PR #360, opened 2023-04-06
fix: add repro for asana case

Skn0tt:
A test case for Asana's usecase as per https://netlify.slack.com/archives/C0183KVDHFH/p1680717149963289?thread_ts=1679497831.390369&cid=C0183KVDHFH.

### DIFF
--- a/node/manifest.test.ts
+++ b/node/manifest.test.ts
@@ -93,6 +93,23 @@ test('Generates a manifest with excluded paths and patterns', () => {
   expect(manifest.bundler_version).toBe(env.npm_package_version as string)
 })
 
+test('TOML-Defined paths can be combined with ISC-defined excluded paths', () => {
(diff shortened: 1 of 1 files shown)


node/manifest.test.ts
```diff
@@ -93,6 +93,23 @@ test('Generates a manifest with excluded paths and patterns', () => {
   expect(manifest.bundler_version).toBe(env.npm_package_version as string)
 })
 
+test('TOML-Defined paths can be combined with ISC-defined excluded paths', () => {
```
eduardoboucas, line 96:
```suggestion
test('TOML-defined paths can be combined with ISC-defined excluded paths', () => {
```

eduardoboucas (approved):

Skn0tt:
the test failure is interesting 🤔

——

*Goal of the exercise*:
Give an exact repetition of all the material.

*Output of the exercise*:
PR #360, opened 2023-04-06
fix: add repro for asana case

Skn0tt:
A test case for Asana's usecase as per https://netlify.slack.com/archives/C0183KVDHFH/p1680717149963289?thread_ts=1679497831.390369&cid=C0183KVDHFH.

### DIFF
--- a/node/manifest.test.ts
+++ b/node/manifest.test.ts
@@ -93,6 +93,23 @@ test('Generates a manifest with excluded paths and patterns', () => {
   expect(manifest.bundler_version).toBe(env.npm_package_version as string)
 })
 
+test('TOML-Defined paths can be combined with ISC-defined excluded paths', () => {
(diff shortened: 1 of 1 files shown)


node/manifest.test.ts
```diff
@@ -93,6 +93,23 @@ test('Generates a manifest with excluded paths and patterns', () => {
   expect(manifest.bundler_version).toBe(env.npm_package_version as string)
 })
 
+test('TOML-Defined paths can be combined with ISC-defined excluded paths', () => {
```
eduardoboucas, line 96:
```suggestion
test('TOML-defined paths can be combined with ISC-defined excluded paths', () => {
```

eduardoboucas (approved):

Skn0tt:
the test failure is interesting 🤔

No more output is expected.